[[ Supplied entries, beginning ]]

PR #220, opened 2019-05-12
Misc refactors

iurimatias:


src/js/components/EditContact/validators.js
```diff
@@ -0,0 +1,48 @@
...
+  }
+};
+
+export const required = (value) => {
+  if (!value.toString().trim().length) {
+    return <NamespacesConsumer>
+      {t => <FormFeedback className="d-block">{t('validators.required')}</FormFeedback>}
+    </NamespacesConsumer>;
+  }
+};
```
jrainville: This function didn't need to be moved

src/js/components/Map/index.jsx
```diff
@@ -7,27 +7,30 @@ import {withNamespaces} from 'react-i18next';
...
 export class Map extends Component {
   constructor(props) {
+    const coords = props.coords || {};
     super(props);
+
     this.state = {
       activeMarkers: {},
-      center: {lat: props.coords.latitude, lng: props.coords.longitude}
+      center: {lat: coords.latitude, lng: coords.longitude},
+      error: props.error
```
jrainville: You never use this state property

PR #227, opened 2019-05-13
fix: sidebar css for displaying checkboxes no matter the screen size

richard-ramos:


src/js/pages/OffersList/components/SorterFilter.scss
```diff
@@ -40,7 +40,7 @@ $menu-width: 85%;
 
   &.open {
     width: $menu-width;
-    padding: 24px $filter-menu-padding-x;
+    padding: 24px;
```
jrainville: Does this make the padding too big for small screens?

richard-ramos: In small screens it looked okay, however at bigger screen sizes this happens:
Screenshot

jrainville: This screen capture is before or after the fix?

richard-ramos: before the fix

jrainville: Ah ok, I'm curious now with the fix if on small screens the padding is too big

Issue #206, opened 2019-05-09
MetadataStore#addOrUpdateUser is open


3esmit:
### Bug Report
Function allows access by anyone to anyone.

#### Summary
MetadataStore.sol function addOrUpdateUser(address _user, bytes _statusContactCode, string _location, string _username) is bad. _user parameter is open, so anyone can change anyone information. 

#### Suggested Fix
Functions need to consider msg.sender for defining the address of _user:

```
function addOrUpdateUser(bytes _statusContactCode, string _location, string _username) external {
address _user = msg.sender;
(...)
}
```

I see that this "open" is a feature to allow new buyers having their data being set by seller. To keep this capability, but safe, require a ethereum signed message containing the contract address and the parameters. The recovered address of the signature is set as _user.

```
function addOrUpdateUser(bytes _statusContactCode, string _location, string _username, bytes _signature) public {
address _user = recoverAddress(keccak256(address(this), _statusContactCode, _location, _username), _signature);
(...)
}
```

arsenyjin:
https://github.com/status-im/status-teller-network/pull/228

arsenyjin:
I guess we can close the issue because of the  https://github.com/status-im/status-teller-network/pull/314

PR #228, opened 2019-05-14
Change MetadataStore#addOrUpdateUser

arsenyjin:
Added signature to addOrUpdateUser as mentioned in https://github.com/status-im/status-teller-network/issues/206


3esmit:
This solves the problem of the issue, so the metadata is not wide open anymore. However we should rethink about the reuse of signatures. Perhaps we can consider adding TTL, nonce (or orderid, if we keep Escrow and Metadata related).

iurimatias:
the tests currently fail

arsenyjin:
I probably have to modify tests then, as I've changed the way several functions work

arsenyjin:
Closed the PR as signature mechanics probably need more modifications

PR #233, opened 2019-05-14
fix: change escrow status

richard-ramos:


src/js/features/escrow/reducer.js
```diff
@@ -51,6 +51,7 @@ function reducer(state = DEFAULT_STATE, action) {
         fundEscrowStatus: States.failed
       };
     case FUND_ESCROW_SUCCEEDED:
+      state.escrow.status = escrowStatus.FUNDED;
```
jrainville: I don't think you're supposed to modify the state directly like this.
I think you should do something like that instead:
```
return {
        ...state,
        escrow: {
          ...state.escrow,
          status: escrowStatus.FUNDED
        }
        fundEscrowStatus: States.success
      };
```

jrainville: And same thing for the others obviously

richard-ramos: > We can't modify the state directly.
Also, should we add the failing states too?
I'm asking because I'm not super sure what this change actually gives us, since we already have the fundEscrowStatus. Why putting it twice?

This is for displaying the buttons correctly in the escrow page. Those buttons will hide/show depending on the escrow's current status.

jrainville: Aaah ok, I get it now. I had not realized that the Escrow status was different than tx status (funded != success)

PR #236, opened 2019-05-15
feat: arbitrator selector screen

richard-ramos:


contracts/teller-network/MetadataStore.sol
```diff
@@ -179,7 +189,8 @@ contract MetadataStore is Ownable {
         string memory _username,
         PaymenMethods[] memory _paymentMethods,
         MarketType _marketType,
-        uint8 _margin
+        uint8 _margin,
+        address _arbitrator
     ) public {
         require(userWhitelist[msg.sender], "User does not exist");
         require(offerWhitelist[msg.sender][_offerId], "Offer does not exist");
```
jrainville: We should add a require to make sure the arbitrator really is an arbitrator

[[ Supplied entries, end ]]

- **What needs to be done**: Output the records above exactly, from their first line through the line that contains "src/js/pages/OffersList/components/SorterFilter.scss", and add nothing.

- **Your solution**:
PR #220, opened 2019-05-12
Misc refactors

iurimatias:


src/js/components/EditContact/validators.js
```diff
@@ -0,0 +1,48 @@
...
+  }
+};
+
+export const required = (value) => {
+  if (!value.toString().trim().length) {
+    return <NamespacesConsumer>
+      {t => <FormFeedback className="d-block">{t('validators.required')}</FormFeedback>}
+    </NamespacesConsumer>;
+  }
+};
```
jrainville: This function didn't need to be moved

src/js/components/Map/index.jsx
```diff
@@ -7,27 +7,30 @@ import {withNamespaces} from 'react-i18next';
...
 export class Map extends Component {
   constructor(props) {
+    const coords = props.coords || {};
     super(props);
+
     this.state = {
       activeMarkers: {},
-      center: {lat: props.coords.latitude, lng: props.coords.longitude}
+      center: {lat: coords.latitude, lng: coords.longitude},
+      error: props.error
```
jrainville: You never use this state property

PR #227, opened 2019-05-13
fix: sidebar css for displaying checkboxes no matter the screen size

richard-ramos:


src/js/pages/OffersList/components/SorterFilter.scss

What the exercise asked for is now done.